PR #560, opened 2021-11-22
Language model and build compatible extensions API clarifications

Ladicek:
- renamed `BeanInfo.getName()` to `name()` for consistency
- renamed `ObserverInfo.observedType()` to `eventType()` for clarity
- added `SyntheticComponents.addObserver(Type)` to allow registering
  synthetic observers of parameterized types
- changed `WildcardType` representation to always include an upper
  bound; the `? extends Object` type is no longer represented as `?`
  because the upper bound may be annotated
- improved specification of `AnnotationTarget`, especially around
  repeatable annotation types
- improved specification of `ClassInfo` and `MethodInfo`, especially
  around implicit declarations and `abstract` classes/methods

### DIFF
--- a/api/src/main/java/jakarta/enterprise/inject/build/compatible/spi/BeanInfo.java
+++ b/api/src/main/java/jakarta/enterprise/inject/build/compatible/spi/BeanInfo.java
@@ -127,7 +127,7 @@ public interface BeanInfo {
      *
      * @return the bean name, or {@code null} if the bean does not have a name
      */
-    String getName();
+    String name();
 
     /**
      * Returns the {@linkplain DisposerInfo disposer} method of this producer-based bean.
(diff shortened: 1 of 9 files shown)


Ladicek:
These changes are motivated by my TCK work. It should be the last batch of changes, at least to the language model, whose TCK should now be complete (https://github.com/eclipse-ee4j/cdi-tck/pull/310). I'll continue working on the build compatible extensions tests, which may motivate some changes in the extension API, but hopefully minimal.

graemerocher (approved):

Ladicek:
Actually I just realized that the commit message is wrong, the `WildcardType` does not always include an _upper_ bound. It's that it always includes _some_ bound -- either lower or upper. The unbounded wildcard is no longer represented as without bounds.

PR #565, opened 2021-11-28
Add module-info to the api artifacts, update to Java SE 11

starksm64:
This relies on the staged 2.0.1-RC1 jakarta.interceptor:jakarta.interceptor-api artifact


api/src/main/java/module-info.java
```diff
@@ -0,0 +1,26 @@
...
+    requires transitive jakarta.interceptor;
+    requires transitive jakarta.cdi.model;
+    requires transitive jakarta.inject;
+    requires static jakarta.el;
+    // For javadoc
+    requires static java.naming;
+    //TODO: requires static jakarta.transation;
+
+    uses jakarta.enterprise.inject.se.SeContainerInitializer;
+    uses jakarta.enterprise.inject.spi.CDIProvider;
```
Ladicek, line 25: Maybe also `jakarta.enterprise.inject.build.compatible.spi.BuildServices`? I admit I don't fully understand the service provider stuff in JPMS.

lang-model/src/main/java/module-info.java
```diff
@@ -0,0 +1,5 @@
+module jakarta.cdi.model {
```
Ladicek, line 1: I'd probably call it `jakarta.cdi.lang.model`.

Ladicek:
IIUC, this also makes `javac` emit Java 11 bytecode?

Not sure if that's a good thing or a bad thing, but it should be a conscious choice.

starksm64:
> IIUC, this also makes `javac` emit Java 11 bytecode?
> 
> Not sure if that's a good thing or a bad thing, but it should be a conscious choice.

It is essentially required as we depend on artifacts that are being built with Java 11 (annotations 2.1), and it is the baseline Java version for all major specification versions going into EE10.

Ladicek:
I mean, I'm fine with making it 11+ only, especially if we don't have a choice :-) But it would be good if it was highlighted in the PR title / commit message.

api/src/main/java/module-info.java
starksm64: You need a uses statement for any services loaded via a ServiceLoader, so yes, we should have BuildServices uses

lang-model/src/main/java/module-info.java
starksm64: Ok, updated.

starksm64:
Ok, added updating to Java SE 11 in PR title.

Ladicek (approved):
Looks fine to me, though my understanding of JPMS is virtually zero :-)

Ladicek:
I'm keeping this open for more review.

I originally thought maybe this should be a draft because it uses an RC version of Interceptors, but we already have a non-final version of Annotations, so that's fine.

Also looking at the list of commits, I think I'd merge this using "Squash and merge".

manovotn (approved):
LGTM  although my understanding of JPMS is not the deepest.

starksm64:
There still an outstanding question about moving to the Java SE 11 base, but we will go with it for the RC so that we can get feedback on potential problems.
########################################
Starting at the first line of the listing, retype every line up to and including the one with "synthetic observers of parameterized types".

PR #560, opened 2021-11-22
Language model and build compatible extensions API clarifications

Ladicek:
- renamed `BeanInfo.getName()` to `name()` for consistency
- renamed `ObserverInfo.observedType()` to `eventType()` for clarity
- added `SyntheticComponents.addObserver(Type)` to allow registering
  synthetic observers of parameterized types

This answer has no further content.